[Task instructions] Every line in the data below that includes "Given" belongs in the answer, copied as it stands.

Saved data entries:

PR #1306, opened 2016-04-20
Fix duplicate dependencies in package.json

VitaliyR:
Hello there!

I've found a bug with duplicating plugins in package.json. Imagine situation:

```javascript
"dependencies": {
  "my-cool-optimizer": "^0.0.1"
},
"devDependencies": {
  "my-cool-optimizer": "^2.0.0"
}
```

In this case, optimizer from my-cool-optimizer plugin would work two times. I think it is wrong, isn't it? And it can break _(and, actually, it break my build process)_ somebody build process if it is doing something with output (e.g. wrapping it).

**What do you think about it? Is it needed or I'm too captious?**

And, I think we need to have some _FAQ for developers_ - even starting from 'how to roll out dev env for contributing brunch' - because that loadBrunch && loadGlobalBrunch, which appeared recently, made my day for a while when I tried to debug brunch :)

### DIFF
--- a/lib/plugins.js
+++ b/lib/plugins.js
@@ -73,9 +73,7 @@ const loadPackages = (rootPath) => {
 
   // Also need to test if `brunch-plugin` is in dep’s package.json.
   const loadDeps = (prop, isDev) => {
-    const deps = Object.keys(prop || {});
-
-    return deps.filter(dependency => {
+    return prop.filter(dependency => {
       return dependency !== brunchPluginPattern &&
         dependency.indexOf(brunchPluginPattern) !== -1;
     }).map(dependency => {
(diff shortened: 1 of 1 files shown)


goshakkk:
Yup, although you are the first to report a use case like this, I think for cases like this, we can print a warning and init the plugin only once.

Regarding a contributing document — yeah, I think that makes sense as well. I'll add that one to our backlog.

VitaliyR:
I added it to my `devDependencies` and on next day runned `npm i --save` it again - so it appeared in both places :) 

Should I add a warn at line 105 in my PR? In that `map` function body?

lib/plugins.js
```diff
@@ -98,12 +96,24 @@ const loadPackages = (rootPath) => {
...
+  const uniqueDeps = function(/*mainDeps, ...otherDeps*/) {
+    return slice.call(arguments, 0).map(deps => {
+      return Object.keys(deps || {});
+    }).map((dep, index, deps) => {
+      if (!index) { return dep; }
+      return dep.filter((dependency) => {
+        return deps[0].indexOf(dependency) === -1;
+      });
+    });
+  };
```
goshakkk: can this be simpler by using Set?

```
const concatedArguments = slice.call(arguments).reduce((acc, x) => acc.concat(x));
const set = new Set(concatedArguments);
return Array.from(set.values());
```

goshakkk:
Yeah, a warning would be 👍 

Something along the lines of "You have `my-cool-optimizer` declared in both `dependencies` and `devDependencies`"

lib/plugins.js
goshakkk: Hm, actually, to retain the `isDev` behavior, the current code kind of makes sense. A little less obvious for sure, though 😟

lib/plugins.js
```diff
@@ -98,12 +96,24 @@ const loadPackages = (rootPath) => {
...
 
-  const plugins = loadDeps(json.dependencies);
-  const devPlugins = loadDeps(json.devDependencies, true);
-  const optPlugins = loadDeps(json.optionalDependencies, true);
-  const allPlugins = plugins.concat(devPlugins, optPlugins);
+  const uniqueDeps = function(/*mainDeps, ...otherDeps*/) {
+    return slice.call(arguments, 0).map(deps => {
+      return Object.keys(deps || {});
+    }).map((dep, index, deps) => {
+      if (!index) { return dep; }
```
goshakkk: can this be `index === 0`?

lib/plugins.js
VitaliyR: Yes, it is. I tried to play differently, but w/o refactoring loadDeps I cant make it looks more nicer.

lib/plugins.js
VitaliyR: Okay, maybe it is more readable.

PR #1308, opened 2016-04-21
Fix sourcemaps when using custom wrapper

VitaliyR:
Hello there.

Using custom wrapper I found that there is code inconsistency. 

Please, look at:
line **34** in modules.js _(method **getModuleWrapper**)_
line **34** in source_file.js _(method **wrappedNode**)_

Everything will work fine if we will return a string, but custom wrapper defined by function returns object { data: string } which breaks source map for that file, because **identityNode** is not expecting the code will go from different file than passed _path_ parameter to it. 

So, we need:
* either to refactor identity node
* or allow custom wrappers to return prefix and suffix itself
* or just look at this PR

What do you think, guys?

### DIFF
--- a/lib/modules.js
+++ b/lib/modules.js
@@ -31,9 +31,7 @@ const getModuleWrapper = (type, nameCleaner, wrapper) => {
         data: data.replace(amdRe, match => '' + match + path + ', ')
       };
     } else if (type === 'function') {
-      return {
-        data: wrapper(moduleName, data)
-      };
+      return wrapper(moduleName, data);
     }
   };
 };


Florian-R:
@VitaliyR Apologies for the inconvenience. It seems I'm the one who break it during #1199

I have a project using custom wrapper, I'll try your branch and report if I see errors with your approach.

VitaliyR:
@Florian-R 👍  Let me know when you check it

Florian-R:
So I double check with your patch and with 2.6.6 and I've seen no real differences. Code and sources maps are OK in either case.

Can you expand on the failures you encounter with source maps? Are you on 2.6.6?

VitaliyR:
@Florian-R yes, 2.6.6.

This guy is breaking:

```javascript
wrapper: function (path, data) {
      var result = '';

      if (/utilities/.test(path)) {
        return data;
      } else {
        result += "(function (root, factory) {\nif (typeof define === 'function' && define.amd) {\ndefine([], factory);\n} else {\nroot." + path + " = factory();\n}\n}(window, function () {\n";
        result += data + '\n';
        result += 'return ' + path + '; \n';
        result += "}));";
      }

      return result;
    }
```

VitaliyR:
Source maps is generated, yes, but relation between minified and original sources are wrong.

Florian-R:
This is weird. Unless I miss something, Chrome reports me exactly the same file structure with both versions.

VitaliyR:
@Florian-R try to set a breakpoint (e.g. in index.js) and check it in some other file (e.g. ./src/mymodule.js) - it it setted wrong and debugging process is awful

goshakkk:
@VitaliyR Does this PR in any way fix that? Probably does, since if the wrapper returns a string, https://github.com/VitaliyR/brunch/blob/custom-wrapper-sm/lib/fs_utils/source_file.js#L36 will try and detect the prefix/suffix itself.

VitaliyR:
@goshakkk I can't get there. Because that function from config returns string which wrapped into `{ data: ''that returned string"` - and suffix & prefix are undefined.

goshakkk:
But with this PR, it will be a string, not a `{data}` object? In which case, the function I linked should infer the prefix/suffix itself.

I guess I'm more of asking whether this PR really fix the issue. From the look of it, it should.

VitaliyR:
@goshakkk yes, by this PR it would be a string. So wrapperNode func thinks it is not and object so it is trying to parse from it (line 36-37) prefix and suffix by slice. And correct source map is generated.

goshakkk:
@VitaliyR 👍 did you confirm it's working?

If so, @paulmillr it's safe to merge

VitaliyR:
@goshakkk yes, I'm using right now this version and it is working as expected to be.

goshakkk:
👌

PR #1311, opened 2016-04-23
Write the contributing document

goshakkk:
@VitaliyR in #1306 reminded us that we should ease the entry for these who wish to try and fix the bugs they are experiencing themselves, or add a new feature.

I've written a simple contributing document that gives bird's eye overview of the various components of Brunch, as well as includes the steps to use the cloned fork locally (since not everyone might have even heard of `npm` commands other that `install`)

What do you think? @paulmillr @es128 

@VitaliyR, do you think this would have helped you even a bit? Is there anything else you think we should make sure to include there?

I thinking about outlining the brunch build process (aka which function in which file is called to compile a file, which is called after it, etc)...

### DIFF
--- a/CONTRIBUTING.md
+++ b/CONTRIBUTING.md
@@ -1,0 +1,69 @@
+# Contributing to Brunch
+
+### Did you find a bug?
+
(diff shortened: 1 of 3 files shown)


VitaliyR:
@goshakkk Yes, it is good start 👍 
After merging this one I will add info about debugging too

PR #1330, opened 2016-05-02
Failing test with config override regression

marcioj:
Since 2.7.2, looks like brunch is not correctly merging some values when using the env option. I created a failing test case to illustrate this issue.

In the second test: `overrides the config using the specified env` the expected value for `config.paths.watched` is `['app', 'test']` but instead it returns `['app', 'test', 'vendor']`. In 2.7.1 this test pass.

### DIFF
--- a/test/config.js
+++ b/test/config.js
@@ -1,0 +1,26 @@
+const path = require('path');
+const test = require('ava');
+const config = require('../lib/config');
+
+test('loads the config without overriding', t => {
+  const opts = {
+    config: path.relative(__dirname, './fixtures/config-with-overrides.js')
+  };
+
+  return config.loadConfig(false, opts, true).then((config) => {
+    t.is(config.paths.public, 'public');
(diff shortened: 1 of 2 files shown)


paulmillr:
travis check failed

es128:
@paulmillr It is intended to fail. To demonstrate the regression that needs to be fixed (i.e. the PR did not come with a fix, only the test)

goshakkk:
I've changed skemata to perform deep undefaulting which does fix this test. (https://github.com/brunch/skemata/commit/964582f9306fb4459815ad845602cf946273aaff)

@paulmillr can you release https://github.com/brunch/skemata and merge this PR?

marcioj:
I tested with the latest version and worked fine, thanks!

Would you guys accept some PR's improving the brunch test coverage?

goshakkk:
Sure. We also are planning on improving our testing strategy, primarily with acceptance tests

Issue #1336, opened 2016-05-04
AVA same method is deprecated


denar90:
### Description

In AVA `t.same` is deprecated and in console I can see smth like 
`DEPRECATION NOTICE: same() has been renamed to deepEqual() and will eventually be removed. See https://github.com/jamestalmage/ava-codemods to help upgrade your codebase automatically.`
`same()` has to be replaced by `deepEqual()` in [fs_utils.common.js](https://github.com/brunch/brunch/blob/571ea17e07bc8159bda621d7738f49e849c16944/test/fs_utils.common.js), [fs_utils.generate.js](https://github.com/brunch/brunch/blob/571ea17e07bc8159bda621d7738f49e849c16944/test/fs_utils.generate.js), [helpers.js](https://github.com/brunch/brunch/blob/571ea17e07bc8159bda621d7738f49e849c16944/test/helpers.js)

Should I create PR for this?

paulmillr:
yes

denar90:
Created PR #1339

PR #1339, opened 2016-05-04
replace same by deepEqual

denar90:
PR for issue #1336 
Running `npm test` I got `✖ 2 problems (1 error, 1 warning)` but looking at [build](https://travis-ci.org/brunch/brunch/jobs/127817268) I think this problem was present before, so I think, I didn't break  anything.

### DIFF
--- a/lib/config.js
+++ b/lib/config.js
@@ -631,6 +631,7 @@ const tryToLoad = (configPath, fallbackHandler) => {
   try {
     pkg = require(sysPath.resolve('.', 'package.json'));
   } catch (e) {
+    logger.error(e);
   }
 
   return new Promise((resolve, reject) => {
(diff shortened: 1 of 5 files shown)


denar90:
Added some test fixes, but I feel that tomorrow I'll get more elegant solution.

lib/config.js
```diff
@@ -631,6 +631,7 @@ const tryToLoad = (configPath, fallbackHandler) => {
   try {
     pkg = require(sysPath.resolve('.', 'package.json'));
   } catch (e) {
+    logger.error(e);
```
goshakkk: We don't actually need this logged. We are loading package.json here simply to try and recover from brunch-config require errors

denar90: But tests are crashing with empty `catch`

goshakkk: Just adding a comment or something in there should have made eslint happy

like

```
} catch (e) {
  // no-op
}
```

denar90: go it

Issue #1281, opened 2016-04-05
Normalize relative paths early


colinbate:
Currently when running on Windows, the paths for files use backslashes for a part of the workflow, and eventually get normalized into forward slashes when written out as module names. Given the reliance on regular expressions for config and in various other places, I thought it might be a good idea to normalize the relative paths from the beginning in `watch.js` after they come in from `chokidar`.

That way anytime you find yourself writing `/^app\/something/` you don't need to wonder if you need to provide both slashes (or worse not adding both until someone raises an issue about Windows support).

paulmillr:
agree. that's a nice ux improvement. let's see what we can do here.

mcfarljw:
I was having some similar troubles with then with a plugin of mine. I ended up throwing together a quick hack to get it running, but certainly wouldn't be against standardizing it on a higher level.

https://github.com/mcfarljw/replace-brunch/commit/11032a96c2ae40c40c4613f990c8c9737e6e62e4

goshakkk:
Here is my stab on that: https://github.com/brunch/brunch/pull/1346

goshakkk:
@paulmillr we can close this.

PR #1346, opened 2016-05-06
Normalize paths to always use UNIX slashes internally

goshakkk:
Ref GH-1281

Allows to get rid of platform-specific path handling in config regexps,
et cetera, and also relieves plugins from having to care about that.

Filesystem access functions work just fine with the `/`s.

Paths consistency is acheieved by normalizing the paths that come from
the watcher and by providing a local drop-in replacement for the `path`
module which always returns paths with the `/`s.

---

Deppack PR: https://github.com/brunch/deppack/pull/30

@paulmillr to do:

- [x] merge https://github.com/brunch/deppack/pull/30
- [x] release deppack **0.5.0**
- [x] bump deppack to **0.5.0**
- [ ] merge this

### DIFF
--- a/lib/config.js
+++ b/lib/config.js
@@ -1,6 +1,6 @@
 'use strict';
 const fs = require('fs');
-const sysPath = require('path');
+const sysPath = require('./path');
 const exec = require('child_process').exec;
 const logger = require('loggy');
 const readComponents = require('read-components');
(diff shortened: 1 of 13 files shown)


goshakkk:
I have tested this in a windows VM with a react skeleton and it seems to work just fine (w both this *and* deppack changes).

Probably isn't too great to duplicate this `path` shim in both brunch and deppack, but I feel like extracting that into a separate module could be an overkill (though not as much as having an `is-number` package 😄)

PR #619, opened 2023-04-06
Use setup-go's caching

simonswine:
This changes uses setup-go's cache and disables the manual approach by
the separate steps.

In order to make setup-go's cache work we have to do the checkout before
the setup-go.


cyriltovena (approved):
LGTM

PR #620, opened 2023-04-11
feat: make tags work in the ui

eh-am:
https://user-images.githubusercontent.com/6951209/231123405-8717515b-61f9-42b3-a0a2-0571220842eb.mov

---
Adds supports to the labels/tags selector in the UI. It uses the `querier.v1.QuerierService/Series` API as [suggested by @simonswine](https://github.com/grafana/phlare/pull/620#pullrequestreview-1380893609)

* It's all done client side. The server returns way more data than needed, but decided to take the simple approach for now and fix in the frontend.
* It only shows tags/labels that are valid for that `profileTypeId`. For example, it doesn't show dynamic tags for memory, only CPU.

### DIFF
--- a/pkg/phlare/modules.go
+++ b/pkg/phlare/modules.go
@@ -211,6 +211,7 @@ func (f *Phlare) initQuerier() (services.Service, error) {
 
 	f.Server.HTTP.Handle("/pyroscope/render", util.AuthenticateUser(f.Cfg.MultitenancyEnabled).Wrap(http.HandlerFunc(querierSvc.RenderHandler)))
 	f.Server.HTTP.Handle("/pyroscope/label-values", util.AuthenticateUser(f.Cfg.MultitenancyEnabled).Wrap(http.HandlerFunc(querierSvc.LabelValuesHandler)))
+	f.Server.HTTP.Handle("/pyroscope/labels", util.AuthenticateUser(f.Cfg.MultitenancyEnabled).Wrap(http.HandlerFunc(querierSvc.LabelNamesHandler)))
 
 	sm, err := services.NewManager(querierSvc, worker)
 	if err != nil {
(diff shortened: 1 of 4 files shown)


simonswine (commented):
I think this already goes in a good way.

I think we should at least support matchers (as they are supported by our index as present (as opposed to the exact timestamps supplied by from/to)

Here is a curl example of this:

```
curl -sL -d '{"matchers": ["{__profile_type__=\"goroutine:goroutine:count:goroutine:count\"}"]}' -X POST -H "content-type: application/json" https://play-phlare.grafana.org/querier.v1.QuerierService/Series
{"labelsSet":[{"labels":[{"name":"__name__", "value":"goroutine"}, {"name":"__period_type__", "value":"goroutine"}, {"name":"__period_unit__", "value":"count"}, {"name":"__profile_type__", "value":"goroutine:goroutine:count:goroutine:count"}, {"name":"__type__", "value":"goroutine"}, {"name":"__unit__", "value":"count"}, {"name":"app_kubernetes_io_component", "value":"all"}, {"name":"app_kubernetes_io_instance", "value":"phlare"}, {"name":"app_kubernetes_io_name", "value":"phlare"}, {"name":"container", "value":"phlare"}, {"name":"controller_revision_hash", "value":"phlare-58775689d6"}, {"name":"instance", "value":"10.145.176.117:4100"}, {"name":"job", "value":"kubernetes-pods-name"}, {"name":"name", "value":"phlare"}, {"name":"namespace", "value":"profiles-prod-play"}, {"name":"pod", "value":"phlare-0"}, {"name":"statefulset_kubernetes_io_pod_name", "value":"phlare-0"}]}]
```

eh-am:
Actually still have to handle the default case, when the backend doesn't return anything.

simonswine (approved):
LGTM.

This works well for the single binary mode. But we I try the micro-services mode, it misses the pyroscope endpoints. (I will look into a separate PR).

PR #622, opened 2023-04-12
feat: add diff support

eh-am:
Add support for diff:
Screenshot 2023-04-24 at 14 33 54

Given 2 trees, it generates a `*querierv1.FlameGraphDiff` in diff format. I preferred this way (instead of reusing `Flamegraph`) to make it clear its semantics and shape are the same (for example, `leftTicks/rightTicks` are required).

Before implementing I had 2 approaches in mind:
* Write code to convert from `phlare's tree` into `pyroscope's tree`, then just defer to pyroscope's code.
* Copy the [diff implementation from pyroscope OG](https://github.com/grafana/pyroscope/blob/main/pkg/storage/tree/treediff.go).

Ended up using the second approach, since it doesn't require an extra conversion, plus it gives us more flexibility.

Added the bare minimum changes to get it working. Haven't checked performance nor anything like that. So feel free to suggest improvements :)

# Drawbacks
* It only supports positive nodes. I added an assertion at the beginning. Don't fully understand the data model, so decided to fail early and deal with it properly when we have real data that fails this assertion.


Rperry2174 (approved):
LGTM -- I'd say just create an issue for the outstanding items so we don't forget, but I think we can merge this and follow up in future PRs. 

Nice job!!! 

image

Rperry2174:
also for future viewers/testers worth noting that https://github.com/grafana/pyroscope/pull/1935 adds example in pyroscope repo works with phlare for testing these kings of things

petethepig (approved):
LGTM, found a nit and a potential bug.

docs/sources/operators-guide/configure/reference-configuration-parameters/index.md
```diff
@@ -191,6 +191,11 @@ limits:
   # CLI flag: -validation.max-label-names-per-series
   [max_label_names_per_series: <int> | default = 30]
 
+  # The tenant's shard size used by shuffle-sharding. Must be set both on
+  # ingesters and distributors. 0 disables shuffle sharding.
+  # CLI flag: -distributor.ingestion-tenant-shard-size
+  [ingestion_tenant_shard_size: <int> | default = 0]
```
eh-am, line 197: wait where did this come from?

Rperry2174: you didnt add it?

PR #624, opened 2023-04-14
Parse from until timestamps in pyroscope render call correctly.

simonswine:


simonswine:
Unsure why I created two PRs this has been merged in #625

PR #626, opened 2023-04-14
feat: comparison page

eh-am:
Screenshot 2023-04-14 at 11-34-28 Comparison process_cpu samples count cpu nanoseconds{function fast } and process_cpu samples count cpu nanoseconds{function slow } Pyroscope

[Answer area]
Currently when running on Windows, the paths for files use backslashes for a part of the workflow, and eventually get normalized into forward slashes when written out as module names. Given the reliance on regular expressions for config and in various other places, I thought it might be a good idea to normalize the relative paths from the beginning in `watch.js` after they come in from `chokidar`.
Given 2 trees, it generates a `*querierv1.FlameGraphDiff` in diff format. I preferred this way (instead of reusing `Flamegraph`) to make it clear its semantics and shape are the same (for example, `leftTicks/rightTicks` are required).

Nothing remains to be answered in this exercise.